*** Provided records ***

PR #4866, opened 2024-05-18
Migrate order details refund datagrid to GridTable

Droniu:
## What type of PR is this?
- [ ] 💅 Refactor
- [x] 🌟 Feature
- [ ] 🔥 Bug Fix
- [ ] 🔩 Maintenance

- closes MERX-359

This PR replaced the datagrid with new GridTable.

image

## Have you written tests?
- [x] Yes!

## [Optional] Description
Enable this feature with:
```
localStorage.setItem('FF_improved_refunds', '{"enabled":true,"payload":"default"}')
```
Go to order with at least one transaction, and create a new refund


poulch (approved):

src/hooks/useOverflowDetection/useOverflowDetection.ts
```diff
@@ -0,0 +1,26 @@
+import { useCallback, useRef } from "react";
+
+export const useOverflowDetection = <T extends HTMLElement>() => {
+  const elementsRef = useRef<T[]>([]);
+
+  const setRef = useCallback(
```
witoszekdev, line 6: suggestion: I got confused that `setRef` is a function that you can pass to `ref` in React, so maybe we should use some other name like, e.g. `getRefForIndex`?

```suggestion
  const getRefForIndex = useCallback(
```

witoszekdev (approved):

witoszekdev:
@Droniu I can't really test this on the preview deployment, because all orders are using old Payments API, and I cannot create a new order due to an error:

```
Something went wrong
Cannot mix operators with other filter inputs.
```

src/orders/components/OrderTransactionRefundPage/components/OrderTransactionRefundTable/RefundTableProductCell.tsx
```diff
@@ -9,25 +10,15 @@ interface RefundTableProductCellProps {
...
-    const productOverflow = productElement.scrollWidth > productElement.clientWidth;
-    const variantOverflow = variantElement.scrollWidth > variantElement.clientWidth;
-
-    return productOverflow || variantOverflow ? undefined : false;
-  };
+  const isAnyOverflowing = isProductOverflowing(index) || isVariantOverflowing(index);
 
   return (
-    <Tooltip open={isOverflowing(index)}>
+    <Tooltip open={isAnyOverflowing ? undefined : false}>
```
andrzejewsky, line 21: open is boolean so why not: open={isAnyOverflowing} ?

src/orders/components/OrderDetailsRefundTable/OrderDetailsRefundTable.tsx
```diff
@@ -0,0 +1,158 @@
...
+          <GridTable.Col __width="10%" />
+          <GridTable.Col __width="25%" />
+          <GridTable.Col __width="1%" />
+          <GridTable.Col __width="20%" />
+          <GridTable.Col __width="1%" />
+        </GridTable.Colgroup>
+        {mergedRefunds?.map((refund, index) => {
+          const isEditable = isRefundEditable(refund);
+
+          return (
```
andrzejewsky, line 82: suggestion: Could you create a dedicated component that renders a single row?

src/hooks/useOverflowDetection/useOverflowDetection.ts
```diff
@@ -0,0 +1,26 @@
+import { useCallback, useRef } from "react";
+
+export const useOverflowDetection = <T extends HTMLElement>() => {
+  const elementsRef = useRef<T[]>([]);
```
andrzejewsky, line 4: suggestion: I don't think you need to keep an array of all references that can have overflow. You should use your hook within the component that can reach overflow - in your case the component for a single row

andrzejewsky (approved):

src/hooks/useOverflowDetection/useOverflowDetection.ts
andrzejewsky: additionally: it can even lead to memory leaks, when I use it on a paginated table where each row has expandable text, this hook will remember every single entry

src/orders/components/OrderTransactionRefundPage/components/OrderTransactionRefundTable/RefundTableProductCell.tsx
Droniu: Setting open to `true` makes the tooltip always visible, even when not hovering. `undefined` displays it only on hover and `false` disables it

witoszekdev (approved):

***

▶ _Problem_: Pull out every line of the entries that includes the word "approved".

▶ _Output_:
poulch (approved):
witoszekdev (approved):
andrzejewsky (approved):
witoszekdev (approved):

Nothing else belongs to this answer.